分散型金融(DeFi)市場、仮想通貨下落でも成長継続 | ETH保持額が過去最高更新【ニュース】

DeFi(分散型金融)監視サービス「DeFiPulse」によると、DeFiアプリが(担保として)保持している仮想通貨イーサリアム(ETH)の数量が6月末から着実に増加し、過去最高の270万ETH(約432億5670万円)に達したという(2019年11月25日時点)。

この270万ETHのうち、77%にあたる210万ETH(約336億4410万円)が、ドルペッグのステーブルコイン「DAI」を擁する「メーカーダオ(MakerDAO)」が保持しているそうだ。

次に多いものがDeFi貸付のコンパウンド(Compound)で、12.5%にあたる33万7800ETHを保持。コンパウンドはサンフランシスコ拠点のスタートアップで、大口顧客向けに仮想通貨自動貸付プラットフォームを展開している。

残りのETHは、分散型取引所や分散型デリバティブ(dApp)を含む小規模なDeFiアプリに分散しているそうだ。

(出典: DeFi(分散型金融)監視サービス「DeFiPulse」 DeFiアプリが保持している仮想通貨イーサリアムの数量推移)

弱気相場にかかわらず成長したDeFi

DeFiアプリが保持している資産の価値(ドル換算)に関するチャート(過去1年間)は、ETH価格と連動しているように見えるものの、完全にというわけではないようだ。

例えばETH価格が7月の高騰後値崩れした際、DeFiアプリ上の資産価値に対する影響は一時的だった。

7月のETH価格下落時、DeFiアプリ上の資産価値は上昇を再開したが、ETH自体の価格は下落を続けた。両者の関係は特に8月以降急激に崩れた。

ただしより短い時間枠で確認すると、ETH価格は、DeFiアプリ上の資産価値に依然として影響を及ぼしている。例えば先週、DeFiアプリが保持する資産の合計価格が、ETH価格が下がるにつれて減少した。11月21日時点では最高額とされた6億7560万ドル(約736億5000万円)から、記事掲載時点では6億1970万ドル(約675億6000万円)に目減りしている。

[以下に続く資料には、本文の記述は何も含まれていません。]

PR #822, opened 2021-10-13
Add support for additional QF source files

jeremylt:
**Feedback needed!**

This PR adds support for multiple QF source files. This will help reduce duplication, as common helper functions can be provided as `CEED_QFUNCTION_HELPER`s that get included and inlined as needed.

All backends except for OCCA pass the new test I wrote.

The actual change is pretty straightforward - The user provides a semicolon separated list of source file paths. I search the provided source filepath string for semicolons and add the contents of each file to the string buffer for the JiT.

### DIFF
--- a/azure-pipelines.yml
+++ b/azure-pipelines.yml
@@ -7,7 +7,7 @@ trigger:
 - main
 
 pool:
-  vmImage: 'ubuntu-latest'
+  vmImage: 'Ubuntu-20.04'
 
 container: jedbrown/petsc-root:latest
 


jeremylt:
Previously these parts of the CUDA and HIP backends were already pretty copy-paste, but I went ahead and refactored. 

I'm chasing down minor cross-language changes for the refactor.

YohannDudouit:
@jeremylt I'm very confused as why you're constantly using `force-push`, I seldom use it, and it is usually encouraged to never use it on `public` branches.

YohannDudouit:
When your branch is under review it is similar to having multiple developers. When you force push, GitHub and I are lost, and I can't track what you actually changed since my last review... I mostly have to review everything from scratch, that's unnecessarily tedious. If I also checked locally the branch for testing for instance, I also have to do all sorts of manipulations with git to get back to a normal state. If you want more arguments, a simple google search will give you a ton.

jeremylt:
I put all of my changes since your last review into a single commit and didn't modify the two commits from before your review. It's all in the last commit.

Anyways, we've talked offline quite a bit about refactoring the copy-paste parts of the GPU  backends. Do we actually want to make an issue and PR to finally address this? Like I said, I feel like that should be intentionally with a premeditated design rather than squished into other PRs with no big picture design.

PR #827, opened 2021-10-21
Levenshtein distance - Backend closest match

laylagi:
This uses Levenshtein distance to find the closest match to the user defined backend. 
I am seeing two problems though and I would appreciate your input:

1. Some tests, including Julia and Rust, are failing and since I am not familiar with these interfaces, I don't see why this change should affect them!
2. This algorithm works fine with something like `/cup/self/ref/serial` (finds `/cpu/self/ref/serial`) but with `/cpu`, it finds `/gpu/hip/ref` which is not what I was hoping to see! Any thoughts/recommendations?

### DIFF
--- a/interface/ceed.c
+++ b/interface/ceed.c
@@ -723,6 +723,7 @@ int CeedInit(const char *resource, Ceed *ceed) {
   }
   // Using Levenshtein distance to find closest match
   if (match_len <= 1 || match_len != stem_length) {
+    // LCOV_EXCL_START
     size_t lev_dis = UINT_MAX;
     size_t lev_idx = UINT_MAX, lev_priority = CEED_MAX_BACKEND_PRIORITY;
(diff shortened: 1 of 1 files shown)


jeremylt:
I think we might need a modified Levenshtein algorithm where `lev(requested, backend) = 0` when all characters of `requested` match `backend` no matter how long `backend` is.

jedbrown:
I think that's right: we need to check exact prefix matches before evaluating distance. I think I'd prefer only evaluating distance when we fail to match, so it would never affect correct execution and it's facing can't be relied on, but it would produce a more useful error message.

jedbrown:
I think that's right: we need to check exact prefix matches before evaluating distance. I think I'd prefer only evaluating distance when we fail to match, so it would never affect correct execution and it's facing can't be relied on, but it would produce a more useful error message.

PR #833, opened 2021-10-29
makefile - respond to either V or VERBOSE

jeremylt:


jedbrown (approved):
This is the CMake convention and Bill tried it first (CMake muscle memory) so we may as well support it. Thanks for the clean impl.

PR #51, opened 2015-03-13
refactor(symbol): renamed Symbol to AMQPSymbol

mbroadst:
Symbol is a reserved word in [ES6](https://developer.mozilla.org/en-US/docs/Web/JavaScript/Reference/Global_Objects/Symbol), so while this is not a problem today
you will run into issues in the future. Incidentally, jshint and the like
are by default checking for this so this will help while using those
tools.

I've also included a Makefile here as a lightweight replacement for your Grunt setup. If you're amenable, I can update the Makefile to cover all your Grunt tasks as a secondary PR (I also have one incoming after this for a generalized cleanup using the closure linter)


mbroadst:
Ah, looks like grunt is even screwing up your travis builds :smile:

PR #63, opened 2015-03-14
refactor(buffers): use buffer lists instead of a circular buffer

mbroadst:
Closes https://github.com/noodlefrenzy/node-amqp-1-0/issues/35, possibly https://github.com/noodlefrenzy/node-amqp-1-0/issues/47 as well

This was a pretty straight-forward port, and seems to have resolved the parsing issues I was seeing previously. I've intentionally left the sort of awkward combination of "slice(0, offset); consume(offset)" in the code as a sort of reminder that we should eventually be using streams/token-parser, but this is a good stopgap for the moment.

### DIFF
--- a/lib/codec.js
+++ b/lib/codec.js
@@ -3,7 +3,6 @@
 var debug = require('debug')('amqp10-Codec'),
     util = require('util'),
     butils = require('butils'),
-    CBuffer = require('cbarrick-circular-buffer'),
     builder = require('buffer-builder'),
     Int64 = require('node-int64'),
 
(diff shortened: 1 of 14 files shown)


mbroadst:
@noodlefrenzy okay we should be all good to go, might I also suggest you bump the version? (I need to use this fix in my project)

noodlefrenzy:
Pushed 0.0.15 to npm with these changes.

noodlefrenzy:
Also, re: your name changes - those are great, I like them.  Re: the debug output, I'm fine keeping it in (or, now, putting it back) for a while and ripping it out when we do a wider sweep/cleanup.

PR #67, opened 2015-03-17
show how lodash can be used to replace deepMerge

mbroadst:
deepMerge was used for much more than it claimed to do, so this
commit is meant to show how lodash can replace it. It's not meant
to be merged, but rather as a cheat sheet for how uses of deepMerge
can be replaced in the codebase


mbroadst:
Remember, [merge-defaults](https://github.com/balderdashy/merge-defaults) can help with deep _.defaults support. Merging right is indeed not supported in lodash, but I might argue for convention in this case

noodlefrenzy:
Yep yep, just letting you know, because I was expecting to finish it last night and now it's going to take slightly longer.  Also, defaults is destructive, and deepMerge wasn't, so need to determine when that'll be a problem. 

As for merge-right convention - I'll obviously switch all of my internal invocations to match lodash's convention, but I've exposed merge-right as an API method on AMQPClient.policies, so I'll leave that as-is.

noodlefrenzy:
Oh, and _.merge is super destructive - it destroys all but the primary source.

mbroadst:
@noodlefrenzy ah yeah I was just throwing those in to get the tests passing. It might be a useful refactor to rename deepMerge into a few different methods (deepClone, deepMerge, etc), to better understand what the intent is in each place its used before moving to the lodash methods? Sounds like most of those cases  you were using an equivalent of _.clone and _.cloneDeep?

noodlefrenzy:
@mbroadst Yep, that's exactly my plan (re: refactor to appropriately named methods that delegate to lodash appropriately).

PR #72, opened 2015-03-23
chore(project-name): rename project to node-amqp10

mbroadst:
As discussed this change introduces a project name change. The
proposed benefits are as follows:

  - name reflects node best practices
  - easier to find the project on npmjs and google

It is early enough in the projects life that this should not cause
too much disruption, so now seems a better time than later to make
the change.

**NOTE:** This will require a little more work in terms of actually renaming the project on github, travis and code climate. I also suggest a bump in version (perhaps a minor version bump, or even *gasp* the dreaded major version bump :smile:)

### DIFF
--- a/README.md
+++ b/README.md
@@ -1,7 +1,7 @@
-node-amqp-1-0
+node-amqp10
 =============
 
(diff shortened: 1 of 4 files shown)


mbroadst:
@noodlefrenzy okay I think thats all of them

PR #73, opened 2015-03-23
refactor(test-send-buffers): streamline outgoing buffers for tests

mbroadst:
A few things going on here:

 - remove all the temporary <frameType>buf() methods from tests,
   leading to a more declarative form for what the expected
   requests and responses are for a test sequence
 - removal of the Frame.outgoing helper function

This is the first step towards removing the buffer-builder from
the codebase. Since we are working with streams, there should be
no need to actually use a buffer builder. Now that this is in
place, we are able to use modules like buffer-more-ints to work
directly with streams (initially) for outgoing encoding.

### DIFF
--- a/lib/connection.js
+++ b/lib/connection.js
@@ -329,10 +329,8 @@ Connection.prototype.close = function() {
 };
 
 Connection.prototype.sendFrame = function(frame) {
-  var frameBuf = frame.outgoing();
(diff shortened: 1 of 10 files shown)


mbroadst:
I know I'm sort of growing the dependency tree here, but such is the price of slow refactoring :smile:

PR #77, opened 2015-03-25
test(encoding-decoding): improve test coverage for encoding/decoding

mbroadst:
First shot at complete coverage for all currently supported scalar
and collection types. Switched to using ForcedType's for all the
encoding to make sure we're covering what we think we're covering.
There were a few changes made to tests, mostly where null values
were being encoded incorrectly as full values rather than their
<type>-null variant.


mbroadst:
@noodlefrenzy updated to include some commented out tests, and to add missing tests to verify e.g. that Int64s are accepted (per discussion)

mbroadst:
@noodlefrenzy not sure what was up with that, but the 0x44 fix in as well now

PR #85, opened 2015-05-21
fix(message-properties): add missing field and correct null values

mbroadst:
Message.Properties omitted the "correlation-id" field, and did not
properly handle undefined values for the following fields:
  - absolute-expiry-time
  - creation-time
  - group-sequence

### DIFF
--- a/lib/types/message.js
+++ b/lib/types/message.js
@@ -180,15 +180,19 @@ Properties.prototype.getValue = function() {
     to: u.orNull(self.to),
     subject: u.orNull(self.subject),
     replyTo: u.orNull(self.replyTo),
+    correlationId: u.orNull(self.correlationId),
     contentType: u.orNull(self.contentType),
     contentEncoding: u.orNull(self.contentEncoding),
-    absoluteExpiryTime: new ForcedType('timestamp', self.absoluteExpiryTime),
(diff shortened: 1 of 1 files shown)


mbroadst:
I'd also like to discuss a proposed change for described types. Currently there is tons of duplication in this code based around a shared "schema" (the name I'm using for the moment). If we take "Properties" as an example, I would propose that we add something like this to the definition:

```
Properties.Schema = {
  messageId: 'variant';           /* ulong, uuid, binary, string */
  userId: 'binary';
  to: 'string';
  subject: 'string';
  replyTo: 'string';
  correlationId: 'variant';      /* ulong, uuid, binary, string */
  contentType: 'symbol';
  contentEncoding: 'symbol';
  absoluteExpiryTime: 'timestamp';
  creationTime: 'timestamp';
  groupId: 'string';
  groupSequence: 'uint';
  replyToGroupId: 'string';
};
```

The benefit of having a schema is that we can create very easily shared code for fromDescribedType, getValue, as well as the constructor. As an added benefit, we could easily automate the inclusion/exclusion of values in the encodeOrdering (currently we just send EVERY value, even if its null, and this is not required as far as my investigations have gone).

Thoughts? Also, I'm not quite sure what to do about the "variant" values in the schema above.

(出典: DeFi(分散型金融)監視サービス「DeFiPulse」 DeFiアプリが保持している資産価値の合計)

全体としては、メーカーダオが48%にあたる3億250万ドル(約327億円)、分散型デリバティブ「シンセティクス(Synthetix)」が23.8%、コンパウンドが15.2%を保持している。残りの15.2%は、他のアプリに分散といった状況だ。